学位は経済学修士(シカゴ大学)。日本銀行審議役、日本銀行理事、京都大学大学院公共政策教育部教授、東京大学金融教育研究センター客員研究員等を歴任した。日本銀行総裁退任後、2013年9月1日付で、青山学院大学国際政治経済学部特任教授に就任[1]。
福岡県小倉市(現・北九州市小倉北区)出身[2]。福岡県立小倉高校、東京大学経済学部卒業。シカゴ大学大学院(経済学専攻)修了。東大時代、旧民社党系シンクタンクである民主社会主義研究会議(民社研)に所属し、活動。経済学部では小宮隆太郎ゼミに属した。
1972年(昭和47年)4月日本銀行入行。シカゴ大学大学院経済学修士。シカゴではミルトン・フリードマンの授業を受けた[3]。その後、大分支店長、ニューヨーク駐在参事などを歴任。2002年(平成14年)7月 日本銀行理事(金融政策担当)に就任。2006年(平成18年)まで4年間務める。
2006年(平成18年)7月、京都大学大学院公共政策教育部(いわゆる公共政策大学院)にて教授に就任し、2008年(平成20年)3月まで務めた。また、東京大学の金融教育研究センターにて客員研究員も兼任した。
2008年(平成20年)3月13日、日本銀行副総裁として国会の同意が得られたため、3月19日の持ち回り閣議を以て、日本国政府より日本銀行副総裁に正式に任命された。
かつて日本銀行総裁は、大蔵省OBと日銀叩き上げが交代で務める「たすきがけ人事」が続いていたが、28代の速水優、29代の福井俊彦と2代続けて日銀OBが就任していた[4]。福井の任期満了に伴う次期総裁人事において、日銀の独立性が確保されるかが争点となる中、日本国政府が国会に提示した武藤敏郎(日銀副総裁)および田波耕治(国際協力銀行総裁)の総裁人事案は、ねじれ国会の野党が多数を占める参議院で否決され[4]、3月19日で総裁を退任した福井が3月20日付で副総裁に就任する白川を「次期日銀総裁が就任するまでの間、総裁の職務を代行する者」に指名した。これにより、白川は副総裁就任と同時に日本銀行総裁職務代行者となった。
白川方明は、日本銀行副総裁就任後直ちに総裁職の代行を務めたが、日銀総裁の空席による総裁代行の立場が長期間続くと、総裁代行という立場では内外の経済問題への対処が難しくなる恐れが指摘された。この間、モルガン・スタンレー証券のロバート・フェルドマン経済研究主席は、日銀総裁人事などの重要案件には「特定の基準に照らして開かれた議論」が望ましいと主張し、中央銀行マン・官僚・財界人ら19人を「マクロ経済学と独立性」「政策決定機関のトップをつとめた経験」「国内外のネットワーク」の3指標で採点した結果を「次期日銀総裁 -- 候補者を比較する」と題する調査報告書として発表した[5]。

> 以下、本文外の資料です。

Issue #10731, opened 2020-07-20
ParticleHandler does not work properly with parallel::shared::Triangulation


luca-heltai:
ParticleHandler checks if a Triangulation is parallel::distributed to decide whether to use MPI communication or not. 

This fails miserably with parallel::shared::Triangulation objects, since the dynamic cast in this case fails, and the Triangulation is treated as serial.

@gassmoeller @fmilicchio

peterrum:
Can you cast it to `parallel::TriangulationBase`?

drwells:
This seems like a good chance to clean up the way we do parallel detection. Why not add `Triangulation::get_communicator()` (which always returns `MPI_COMM_SELF` and make the communication check both for particles and elsewhere "does this object use MPI_COMM_SELF"?

peterrum:
> Why not add Triangulation::get_communicator()

You have my support here. My workaround in many places is like this:
https://github.com/dealii/dealii/blob/3a9d086947af2f028476e3288fcc8d0e9c6a7965/include/deal.II/multigrid/mg_transfer_interface_util.templates.h#L52-L63

drwells:
We should definitely have a solution that doesn't require `dynamic_cast`. I'll put up a PR a little later today.

drwells:
Now that we have a proper fix can someone go back and fix these for particles?

blaisb:
> Now that we have a proper fix can someone go back and fix these for particles?

@drwells Actually particle_handler now work with shared triangulation. There is even a test for it:
https://github.com/dealii/dealii/blob/master/tests/particles/particle_handler_shared_01.cc

I wrote it a few months ago...

drwells:
Oh, even better. Since this is fixed we can close the issue.

PR #11822, opened 2021-02-28
Add Triangulation/DoFHandler::get_communicator()

### LINKED ISSUE #10733: Find a better way to determine what needs to be communicated with Triangulation classes
Spin-off from #10731: I think we should first discuss this before implementing a solution.

There are two categories of problems that keep popping up from time to time related to communication in `Triangulation`s:
1. Its not clear if we need to communicate data if we only have a `dealii::Triangulation &`
2. Its not clear what kind of communication needs to happen at all since the parallel Triangulation classes lie on a spectrum from `shared` to `fullydistributed`

Our usual technique for figuring out which type of `Triangulation` we have is to use `dynamic_cast`. In particular, we usually assume a Triangulation needs to communicate (category 1) if it inherits from `parallel::TriangulationBase` (exceptions include `minimal_cell_diameter`, which arguably does the wrong thing for `parallel::shared::Triangulation` as a result).

`dynamic_cast` is problematic because we now have three parallel Triangulation classes and there are still some problems with things being supported for `p:d:t` and not `p:f:t`, or some things working for both and `dynamic_cast` being overly restrictive (category 2). @peterrum mentioned to me that ideally these problems would only occur in the DoFHandler policy classes: to me, that indicates that we should improve the API elsewhere to get rid of some casts.

We could fix some problems in the first category by adding `Triangulation::get_communicator()`, which would always return `MPI_COMM_SELF`: calling code could then check if communication is necessary by testing `tria.get_communicator() != MPI_COMM_SELF`. One problem with this solution is that it doesn't make sense to add MPI functions to a purely serial class. It also doesn't address the second category at all.

I don't know the answer, but I think its worth discussing some possible fixes because of the number of PRs opened recently related to these two categories of problems.

peterrum:
Fixes #10733 (edit by @drwells to get automatic closure)

### DIFF
--- a/doc/news/changes/major/20210228Munch
+++ b/doc/news/changes/major/20210228Munch
@@ -1,0 +1,6 @@
+New: The communicator of an arbitrary (not just parallel) Triangulation class can now be 
+queried via Triangulation::get_communicator() or DoFHandler::get_communicator(). In
+the case of serial Triangulations and DoFHandler set up with serial Triangulations,
+MPI_COMM_SELF is returned.
+<br>
+(Peter Munch, 2021/02/28)
--- a/include/deal.II/grid/tria.h
+++ b/include/deal.II/grid/tria.h
@@ -1615,6 +1615,13 @@ public:
   clear();
 
   /**
+   * Return MPI communicator used by this triangulation. In the case of
+   * a serial Triangulation object, MPI_COMM_SELF is returned.
+   */
+  virtual MPI_Comm
+  get_communicator() const;
+
+  /**
    * Set the mesh smoothing to @p mesh_smoothing. This overrides the
    * MeshSmoothing given to the constructor. It is allowed to call this
    * function only if the triangulation is empty.
--- a/source/distributed/tria_base.cc
+++ b/source/distributed/tria_base.cc
@@ -90,7 +90,7 @@ namespace parallel
   {
     std::size_t mem =
       this->dealii::Triangulation<dim, spacedim>::memory_consumption() +
-      MemoryConsumption::memory_consumption(mpi_communicator) +
+      MemoryConsumption::memory_consumption(this->mpi_communicator) +
       MemoryConsumption::memory_consumption(my_subdomain) +
       MemoryConsumption::memory_consumption(
         number_cache.n_global_active_cells) +
@@ -135,7 +135,7 @@ namespace parallel
   }
 
   template <int dim, int spacedim>
-  const MPI_Comm &
+  MPI_Comm
   TriangulationBase<dim, spacedim>::get_communicator() const
   {
     return mpi_communicator;
@@ -170,7 +170,7 @@ namespace parallel
           number_cache.ghost_owners.insert(cell->subdomain_id());
 
       Assert(number_cache.ghost_owners.size() <
-               Utilities::MPI::n_mpi_processes(mpi_communicator),
+               Utilities::MPI::n_mpi_processes(this->mpi_communicator),
              ExcInternalError());
     }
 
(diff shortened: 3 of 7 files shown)


include/deal.II/grid/tria.h
```diff
@@ -3513,6 +3527,13 @@ class Triangulation : public Subscriptor
    */
   std::vector<ReferenceCell> reference_cells;
 
+  /**
+   * Constructor to be used only by parallel Triangulation classes.
+   */
+  Triangulation(const MPI_Comm &    mpi_communicator,
```
bangerth, line 3533: I think this is the wrong approach. The class is serial, it should not have a constructor that takes a communicator, nor should it store a communicator.

source/distributed/tria_base.cc
```diff
@@ -90,7 +90,7 @@ namespace parallel
   {
     std::size_t mem =
       this->dealii::Triangulation<dim, spacedim>::memory_consumption() +
-      MemoryConsumption::memory_consumption(mpi_communicator) +
+      MemoryConsumption::memory_consumption(this->mpi_communicator) +
```
bangerth, line 93: This should go into the base class (except I don't think the variable should actually live in the base class).

bangerth (changes requested):
I don't like this patch. The `::Triangulation` class is serial -- it shouldn't store a communicator, and its constructor should not take a communicator. This should remain with the `p::TriangulationBase` class where it belongs.

I'm not opposed to introducing a virtual function in the base class that returns a communicator. The implementation in `::T` would then simply return `MPI_COMM_SELF`, which you can easily do if you return a communicator instead of a const reference. The derived classes can then return whatever actual communicator they store.

source/grid/tria.cc
```diff
@@ -10190,6 +10190,16 @@ Triangulation<dim, spacedim>::clear()
...
 
 
+template <int dim, int spacedim>
+const MPI_Comm &
+Triangulation<dim, spacedim>::get_communicator() const
+{
+  static const MPI_Comm comm = MPI_COMM_SELF;
+
+  return comm;
+}
```
peterrum, line 10200: @bangerth Would this be fine? Or do you prefer that we remove the reference?

bangerth: That works as well. `MPI_Comm` objects are copyable (they must be -- they need to work in C, in which all data types are copyable), but we typically pass them by reference. So this is fine with me.

kronbichler: Given that we do not store a communicator, I would lean towards returning `MPI_Comm` by value. (Background: I think we should keep global static variables low and only do if necessary. The global startup part of deal.II called before main is very big already.)
However, this technically breaks the backwards compatibility of the derived parallel classes, which used to take a reference. Given the typical use, I would still vote for returning by value, but I would be fine either way.

peterrum: I have changed it so that it return by value. BTW: my first implementation (pre-PR version) had a dummy communicator inside of `Triangulation`.

doc/news/changes/major/20210228Munch
```diff
@@ -0,0 +1,5 @@
+New: A serial triangulation owns now per default a MPI_COMM_SELF communicator. The 
+communicator of an arbitrary (not just parallel) Triangulation class can now be
```
bangerth, line 2: You'll have to update this bit

bangerth (approved):
Just the one issue with the changelog entry. Otherwise ok!

doc/news/changes/major/20210228Munch
peterrum: Changed! Thanks for the review!

bangerth (approved):

drwells:
This also fixes #10733 and will help with #10731.

kronbichler (approved):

最も評価が高かったのは、小泉純一郎内閣で経済財政担当相や金融相などを歴任した竹中平蔵と、日銀出身で金融研究所所長や経済協力開発機構(OECD)の副事務総長を務めた重原久美春で、武藤は「マクロ経済学と独立性」で17位、ほかの二つの基準で18位にとどまり、田波はいずれの基準でも最下位であった[6]。こうして、特に海外では重原久美春の日銀総裁就任を待望する声が高まったが、結局、既に総裁職務代行者であった白川が国会の同意を得て、2008年(平成20年)4月9日に、第30代日銀総裁に就任した。日銀総裁空白期間は20日間であった。2011年(平成23年)1月からは、国際決済銀行(BIS)副議長に就任。日本人のBIS副議長就任は、1939年(昭和14年)に加納久朗横浜正金銀行(現三菱UFJ銀行)ロンドン支店支配人が就任して以来のことで、日銀総裁としては初めてであった。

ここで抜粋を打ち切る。